**Given information**.
Content starts
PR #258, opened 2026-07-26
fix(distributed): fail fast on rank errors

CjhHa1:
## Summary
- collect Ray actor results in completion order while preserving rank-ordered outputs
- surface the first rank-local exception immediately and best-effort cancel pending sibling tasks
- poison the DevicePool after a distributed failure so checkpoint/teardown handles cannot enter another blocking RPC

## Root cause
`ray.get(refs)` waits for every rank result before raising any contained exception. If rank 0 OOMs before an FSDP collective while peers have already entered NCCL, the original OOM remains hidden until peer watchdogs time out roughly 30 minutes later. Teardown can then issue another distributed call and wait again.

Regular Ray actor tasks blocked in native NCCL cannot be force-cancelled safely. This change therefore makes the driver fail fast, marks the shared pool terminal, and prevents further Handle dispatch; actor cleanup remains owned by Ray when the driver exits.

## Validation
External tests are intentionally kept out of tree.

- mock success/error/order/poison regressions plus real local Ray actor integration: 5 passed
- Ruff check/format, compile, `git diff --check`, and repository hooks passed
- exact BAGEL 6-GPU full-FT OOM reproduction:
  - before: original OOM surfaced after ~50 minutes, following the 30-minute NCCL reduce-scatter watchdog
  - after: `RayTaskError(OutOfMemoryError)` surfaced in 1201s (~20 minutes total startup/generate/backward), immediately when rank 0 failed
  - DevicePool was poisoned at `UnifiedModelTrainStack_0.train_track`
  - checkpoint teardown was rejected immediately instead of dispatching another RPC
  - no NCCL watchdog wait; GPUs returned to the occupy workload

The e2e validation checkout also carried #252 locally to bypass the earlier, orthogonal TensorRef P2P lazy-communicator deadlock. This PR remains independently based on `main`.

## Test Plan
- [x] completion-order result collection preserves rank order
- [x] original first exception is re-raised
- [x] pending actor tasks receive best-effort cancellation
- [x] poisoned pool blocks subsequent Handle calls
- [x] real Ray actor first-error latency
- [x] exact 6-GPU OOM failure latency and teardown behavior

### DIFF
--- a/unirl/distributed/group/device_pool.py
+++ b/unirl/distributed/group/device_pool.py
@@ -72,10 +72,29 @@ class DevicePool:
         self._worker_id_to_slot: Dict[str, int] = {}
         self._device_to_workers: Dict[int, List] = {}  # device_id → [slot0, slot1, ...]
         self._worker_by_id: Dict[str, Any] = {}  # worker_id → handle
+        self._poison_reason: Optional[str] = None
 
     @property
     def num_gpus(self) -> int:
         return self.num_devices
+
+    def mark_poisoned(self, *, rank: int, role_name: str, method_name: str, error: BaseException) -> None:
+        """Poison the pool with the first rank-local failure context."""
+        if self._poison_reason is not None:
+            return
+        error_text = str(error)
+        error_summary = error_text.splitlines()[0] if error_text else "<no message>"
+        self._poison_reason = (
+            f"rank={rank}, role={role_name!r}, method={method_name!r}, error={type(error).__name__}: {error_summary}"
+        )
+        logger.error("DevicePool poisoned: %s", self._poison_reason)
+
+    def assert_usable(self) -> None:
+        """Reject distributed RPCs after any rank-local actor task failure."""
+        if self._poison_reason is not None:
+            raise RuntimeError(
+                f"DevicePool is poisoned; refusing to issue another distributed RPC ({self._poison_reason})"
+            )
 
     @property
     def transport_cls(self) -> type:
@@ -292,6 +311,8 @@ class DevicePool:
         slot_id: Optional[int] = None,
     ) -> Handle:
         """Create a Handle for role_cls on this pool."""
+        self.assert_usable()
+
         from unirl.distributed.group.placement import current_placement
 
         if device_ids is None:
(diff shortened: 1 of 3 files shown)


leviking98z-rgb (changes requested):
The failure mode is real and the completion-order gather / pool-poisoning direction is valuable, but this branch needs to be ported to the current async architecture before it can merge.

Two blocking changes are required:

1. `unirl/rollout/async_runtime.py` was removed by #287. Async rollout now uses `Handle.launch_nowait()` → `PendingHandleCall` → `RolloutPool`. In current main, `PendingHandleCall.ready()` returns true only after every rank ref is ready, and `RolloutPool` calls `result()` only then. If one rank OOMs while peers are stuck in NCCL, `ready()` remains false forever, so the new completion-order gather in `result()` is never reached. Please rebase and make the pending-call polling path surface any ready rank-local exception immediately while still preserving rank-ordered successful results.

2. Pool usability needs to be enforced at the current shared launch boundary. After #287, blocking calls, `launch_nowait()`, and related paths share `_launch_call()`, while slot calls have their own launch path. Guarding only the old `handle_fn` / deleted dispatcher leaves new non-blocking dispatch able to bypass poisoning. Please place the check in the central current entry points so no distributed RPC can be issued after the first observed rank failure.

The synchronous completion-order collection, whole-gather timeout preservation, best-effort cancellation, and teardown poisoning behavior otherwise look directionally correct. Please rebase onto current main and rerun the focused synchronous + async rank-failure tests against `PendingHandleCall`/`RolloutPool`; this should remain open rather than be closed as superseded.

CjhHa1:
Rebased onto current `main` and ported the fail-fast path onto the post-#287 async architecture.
Content ends
Exact copies of all the records are to be printed.

PR #258, opened 2026-07-26
fix(distributed): fail fast on rank errors

CjhHa1:
## Summary
- collect Ray actor results in completion order while preserving rank-ordered outputs
- surface the first rank-local exception immediately and best-effort cancel pending sibling tasks
- poison the DevicePool after a distributed failure so checkpoint/teardown handles cannot enter another blocking RPC

## Root cause
`ray.get(refs)` waits for every rank result before raising any contained exception. If rank 0 OOMs before an FSDP collective while peers have already entered NCCL, the original OOM remains hidden until peer watchdogs time out roughly 30 minutes later. Teardown can then issue another distributed call and wait again.

Regular Ray actor tasks blocked in native NCCL cannot be force-cancelled safely. This change therefore makes the driver fail fast, marks the shared pool terminal, and prevents further Handle dispatch; actor cleanup remains owned by Ray when the driver exits.

## Validation
External tests are intentionally kept out of tree.

- mock success/error/order/poison regressions plus real local Ray actor integration: 5 passed
- Ruff check/format, compile, `git diff --check`, and repository hooks passed
- exact BAGEL 6-GPU full-FT OOM reproduction:
  - before: original OOM surfaced after ~50 minutes, following the 30-minute NCCL reduce-scatter watchdog
  - after: `RayTaskError(OutOfMemoryError)` surfaced in 1201s (~20 minutes total startup/generate/backward), immediately when rank 0 failed
  - DevicePool was poisoned at `UnifiedModelTrainStack_0.train_track`
  - checkpoint teardown was rejected immediately instead of dispatching another RPC
  - no NCCL watchdog wait; GPUs returned to the occupy workload

The e2e validation checkout also carried #252 locally to bypass the earlier, orthogonal TensorRef P2P lazy-communicator deadlock. This PR remains independently based on `main`.

## Test Plan
- [x] completion-order result collection preserves rank order
- [x] original first exception is re-raised
- [x] pending actor tasks receive best-effort cancellation
- [x] poisoned pool blocks subsequent Handle calls
- [x] real Ray actor first-error latency
- [x] exact 6-GPU OOM failure latency and teardown behavior

### DIFF
--- a/unirl/distributed/group/device_pool.py
+++ b/unirl/distributed/group/device_pool.py
@@ -72,10 +72,29 @@ class DevicePool:
         self._worker_id_to_slot: Dict[str, int] = {}
         self._device_to_workers: Dict[int, List] = {}  # device_id → [slot0, slot1, ...]
         self._worker_by_id: Dict[str, Any] = {}  # worker_id → handle
+        self._poison_reason: Optional[str] = None
 
     @property
     def num_gpus(self) -> int:
         return self.num_devices
+
+    def mark_poisoned(self, *, rank: int, role_name: str, method_name: str, error: BaseException) -> None:
+        """Poison the pool with the first rank-local failure context."""
+        if self._poison_reason is not None:
+            return
+        error_text = str(error)
+        error_summary = error_text.splitlines()[0] if error_text else "<no message>"
+        self._poison_reason = (
+            f"rank={rank}, role={role_name!r}, method={method_name!r}, error={type(error).__name__}: {error_summary}"
+        )
+        logger.error("DevicePool poisoned: %s", self._poison_reason)
+
+    def assert_usable(self) -> None:
+        """Reject distributed RPCs after any rank-local actor task failure."""
+        if self._poison_reason is not None:
+            raise RuntimeError(
+                f"DevicePool is poisoned; refusing to issue another distributed RPC ({self._poison_reason})"
+            )
 
     @property
     def transport_cls(self) -> type:
@@ -292,6 +311,8 @@ class DevicePool:
         slot_id: Optional[int] = None,
     ) -> Handle:
         """Create a Handle for role_cls on this pool."""
+        self.assert_usable()
+
         from unirl.distributed.group.placement import current_placement
 
         if device_ids is None:
(diff shortened: 1 of 3 files shown)


leviking98z-rgb (changes requested):
The failure mode is real and the completion-order gather / pool-poisoning direction is valuable, but this branch needs to be ported to the current async architecture before it can merge.

Two blocking changes are required:

1. `unirl/rollout/async_runtime.py` was removed by #287. Async rollout now uses `Handle.launch_nowait()` → `PendingHandleCall` → `RolloutPool`. In current main, `PendingHandleCall.ready()` returns true only after every rank ref is ready, and `RolloutPool` calls `result()` only then. If one rank OOMs while peers are stuck in NCCL, `ready()` remains false forever, so the new completion-order gather in `result()` is never reached. Please rebase and make the pending-call polling path surface any ready rank-local exception immediately while still preserving rank-ordered successful results.

2. Pool usability needs to be enforced at the current shared launch boundary. After #287, blocking calls, `launch_nowait()`, and related paths share `_launch_call()`, while slot calls have their own launch path. Guarding only the old `handle_fn` / deleted dispatcher leaves new non-blocking dispatch able to bypass poisoning. Please place the check in the central current entry points so no distributed RPC can be issued after the first observed rank failure.

The synchronous completion-order collection, whole-gather timeout preservation, best-effort cancellation, and teardown poisoning behavior otherwise look directionally correct. Please rebase onto current main and rerun the focused synchronous + async rank-failure tests against `PendingHandleCall`/`RolloutPool`; this should remain open rather than be closed as superseded.

CjhHa1:
Rebased onto current `main` and ported the fail-fast path onto the post-#287 async architecture.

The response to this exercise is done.